I opened the conditional formatting window
Condition 1 makes the back ground blue and white

image description

I added condition 2, which makes the color of the font in the cells with blue background blue

image description

I added condition 3, which makes the font of the white cells white

image description

Note: In my case the font in condition 2 did not turn blue. However, I could not find the cause and the solution for it.
Please test and see if the result is a blue font or a black font.

You can access “conditional formatting” in the Format > Conditional Formatting > Condition. The conditional formatting is the key element.

It might be good to read about “conditional formatting” in the free manual which you can download from: http://www.libreoffice.org/get-help/documentation/

All clear???

It works! But I don’t know what you’ve done. E.g. “If you extend the conditional formatting…” : Where do you find this? I can see that in cell format there’s a 0.00% value that must be related, but can’t see where you actually set the cyan background, etc. Could you add this to your answer? Thanks!

@ROSt53 & @karolus - thanks!

This was thought to be a comment - but wanting to attach a file I had to change it to an answer.

I had a look into the solution by ROSt52 and also tried two different but similar solutions ask35789ColourFractionArea001.ods. There were - not the first time - upsetting experiences with the present implementation of conditional formatting. Might someone test the attached file and tell me if the irregularities are also to see elsewhere?

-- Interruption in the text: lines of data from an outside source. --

PR #9917, opened 2024-03-07
update status table to show total amounts in stake currency

syco:
Hi again,

Same change, but against the develop branch.
It changes the status table rpc to show amounts with stake currency value when the fiat currency converter is not enabled, works by repurposing the fiat currency variables.

Thanks


xmatthias (approved):
LGTM :+1:

PR #9923, opened 2024-03-10
Bump torch

xmatthias:
## Summary

Bump Torch to latest version (apparently dependabot has problems with version-restricted files) , remove constraint on some dependencies

this should enable full 3.12 support


robcaulk (approved):
Thanks a lot, glad 3.12 is easily supported finally.

PR #9941, opened 2024-03-11
Simplify the return value for full exit using adjust trade

stash86:
## Summary

Returning -trade.stake_amount will already trigger the full exit, so not sure why we need such calculation. And the old calc apparently won't result in full exit on backtest, as shown here https://discord.com/channels/700048804539400213/824719649417199646/1216713150452207636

There’s a way to hide numbers and show color only?

Tried many times with styles but no way at the moment.

LS

Think you mean the solution (not correctly working because of CF flaws) with the border around? There are no hidden numbers. The calculations are exclusively done evaluating the formula inside the CF-condition. The cells themselves are empty (blank).
A way to hide numbers that ARE present and also text, of course, is using a style with background and font in the same colour. The same effect can be obtained by direct formatting.

Nice! Thanks for the tip :wink:

@Lupp - Very interesting approaches!. Need a bit more time to study and understand some of the more complexer functions you used. Great solutions.!

@ROSt53 - Thank you, You are very polite. I am just a tinkerer. The approach -as far as the formulae are concerned- is the same for both solutions. Just the evaluation is done offstage (by the condition-formula) in the first case and onstage (by the cell-formula) in the other case. The idea comes from old days (about 1965) when I sometimes had to care for memory mapping myself programming for the computers of that time in ALGOL 60.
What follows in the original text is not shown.